Complete step by step solution:
- Let's start with the concept of common ion effect. The effect in which the degree of ionization of an electrolyte is being suppressed by the addition of a strong electrolyte which contains a common ion is called the common ion effect. Or it also can be described as the relative lowering of degree of ionization of a weak electrolyte by the addition of a strong electrolyte which has a common ion.

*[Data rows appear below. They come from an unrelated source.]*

PR #500, opened 2020-09-18
Test to validate the EC2Cloud private key migration 

varyvol:
Adds to #498 an automated test validating the migration for an EC2 cloud is correctly done.

@MRamonLeon @djesionek

### DIFF
--- a/src/test/java/hudson/plugins/ec2/EC2CloudMigrationTest.java
+++ b/src/test/java/hudson/plugins/ec2/EC2CloudMigrationTest.java
@@ -18,7 +18,7 @@ public class EC2CloudMigrationTest {
     public JenkinsRule r = new JenkinsRule();
 
     @Test
-    @LocalData
+    @LocalData // config.xml file contains an ec2-cloud configuration from a version previous to ec2-1.52
     public void testPrivateKeyMigrationToSshCredentials() {
         assertEquals(1, r.jenkins.clouds.size());
         EC2Cloud cloud = (EC2Cloud) Jenkins.get().getCloud("ec2-myEc2Cloud");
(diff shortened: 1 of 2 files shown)


src/test/java/hudson/plugins/ec2/EC2CloudMigrationTest.java
```diff
@@ -0,0 +1,39 @@
...
+
+import static org.junit.Assert.*;
+
+public class EC2CloudMigrationTest {
+
+    @Rule
+    public JenkinsRule r = new JenkinsRule();
+
+    @Test
+    @LocalData
```
MRamonLeon, line 21: Could you add some comment explaining that the local data is from a previous version of EC2 to show it clear the migration works? Or maybe in the config.xml you can add a comment noticing the `privateKey` is the actual key and not a credential and it works.

MRamonLeon (commented):
I guess this PR superseeds https://github.com/jenkinsci/ec2-plugin/pull/498 right?

src/test/java/hudson/plugins/ec2/EC2CloudMigrationTest.java
varyvol: Added.

varyvol:
I don't pretend this to supersede the original PR, only to demonstrate how to use LocalData to perform the related testing.

MRamonLeon (approved):

res0nance (approved):

CptPlastic:
This breaks the plugin. We ended up rolling back.

varyvol:
@CptPlastic this only adds a test, so I guess you'll be referring to a previous PR. Which version did you update to?

timja:
this is raised as https://issues.jenkins-ci.org/browse/JENKINS-63707

PR #515, opened 2020-10-14
Add retry logic for connection timeout exception

JamesForsee:
On a private jenkins server we were experiencing a problem where the EC2SlaveMonitor would query aws for an agent and get a response code with the error code 'RequestExpired'. This would result in the slave monitor deleting the agents from jenkins but the instances were still running within aws. Worse the orphaned agents would still count towards the instance cap and eventually prevent us from spinning up additional agents when required.
Adding the timeout condition to the retry logic resolved this problem for us.

### DIFF
--- a/src/main/java/hudson/plugins/ec2/CloudHelper.java
+++ b/src/main/java/hudson/plugins/ec2/CloudHelper.java
@@ -30,7 +30,7 @@ final class CloudHelper {
             try {
                 return getInstance(instanceId, cloud);
             } catch (AmazonServiceException e) {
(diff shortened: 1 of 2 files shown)


res0nance:
Could a test be added for this?

JamesForsee:
I added some testing for the CloudHelper class as requested.

JamesForsee:
@res0nance Any chance this could be merged now that tests have been added

JamesForsee:
@roblesmartin @res0nance Could I get some eyes on this when you get a chance? I've updated the pull request as requested

res0nance (approved):

res0nance (approved):

PR #516, opened 2020-10-16
Add re-submission of tasks during spot interruption disconnects

blanked:
This PR adds a new feature - re-submission of tasks for agents that are disconnected due to spot interruption event in AWS.
Whenever an agent is disconnected, there are checks to determine if it is an unexpected disconnect and if the disconnection is a spot interruption event. If the answer is yes to both, the tasks that were running on the agent will be re-submitted to the queue.

### Motivation

Builds may fail due to spot instances being terminated. This PR can help to reduce the number of build failures for spot interruption events.

### Notes
This may or may not prevent build failures. There doesn't seem to be any documentation on how tasks can be resubmitted. This PR is inspired by another Jenkins plugin that has the suggested behaviour implemented - https://github.com/jenkinsci/ec2-fleet-plugin/blob/master/src/main/java/com/amazon/jenkins/ec2fleet/EC2FleetAutoResubmitComputerLauncher.java

### DIFF
--- a/src/main/java/hudson/plugins/ec2/EC2ComputerLauncher.java
+++ b/src/main/java/hudson/plugins/ec2/EC2ComputerLauncher.java
@@ -23,15 +23,29 @@
  */
 package hudson.plugins.ec2;
 
+import com.amazonaws.services.ec2.model.SpotInstanceRequest;
+import hudson.model.Action;
+import hudson.model.Actionable;
+import hudson.model.Executor;
+import hudson.model.Queue;
+import hudson.model.Result;
+import hudson.model.Slave;
 import hudson.model.TaskListener;
 import hudson.slaves.ComputerLauncher;
+import hudson.slaves.OfflineCause;
 import hudson.slaves.SlaveComputer;
+import hudson.model.queue.SubTask;
 
 import java.io.IOException;
+import java.util.ArrayList;
+import java.util.List;
 import java.util.logging.Level;
 import java.util.logging.Logger;
 
 import com.amazonaws.AmazonClientException;
+import jenkins.model.CauseOfInterruption;
+
+import javax.annotation.Nonnull;
 
 /**
  * {@link ComputerLauncher} for EC2 that wraps the real user-specified {@link ComputerLauncher}.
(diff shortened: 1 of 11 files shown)


blanked:
Can someone help to review this PR to see if its ok? It's actually identical to #485 but I opened a new PR so that it's eligible for hacktoberfest 😅

res0nance (approved):
Feature looks very interesting, AFAICT this seems to do what it says but it is a hard to test feature.

blanked:
yeah i'll have a think on how to mock a spot interruption event and see if its possible using the aws sdk. if anyone has any idea on how to do so, that'll be super helpful!

src/main/java/hudson/plugins/ec2/EC2ComputerLauncher.java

- We are asked about the qualificative analysis of group-2 and group-4 cation. So, let's have a look at each of these analyses. In group-2 analysis when ${{H}_{2}}S$ gas is passed through acidified solution of $HCl$, sulphides of basic radicals of group-2 are precipitated and when ${{H}_{2}}S$ gas is passed through the solution in presence of $N{{H}_{4}}OH$,cations of group-4 are precipitated as sulphides .
- The dissociation of ${{H}_{2}}S$ and $HCl$ can be written as follows
${{H}_{2}}S\rightleftharpoons 2{{H}^{+}}+{{S}^{2-}}$
$HCl\rightleftharpoons {{H}^{+}}+C{{l}^{-}}$
- Here ${{H}^{+}}$acts as the common ion and it shifts the equilibrium to the left by Le Chatleier's principle. The ionization of ${{H}_{2}}S$ is suppressed by the addition of $HCl$and lowers the concentration of ${{S}^{2-}}$ions, just exceeds the solubility product of group-2 sulphides. As a result, only group-2 cations are precipitated and the precipitation of group-4 sulphides are prevented because they have higher solubility product values as compared to the sulphides of group-2.
- Let's summarize the points we have discussed. The dissociation of ${{H}_{2}}S$ is suppressed in the presence of $HCl$due to common ion effect and this decreases the ${{S}^{2-}}$ion concentration. Thus, only group 2 radicals are precipitated as they have low solubility products.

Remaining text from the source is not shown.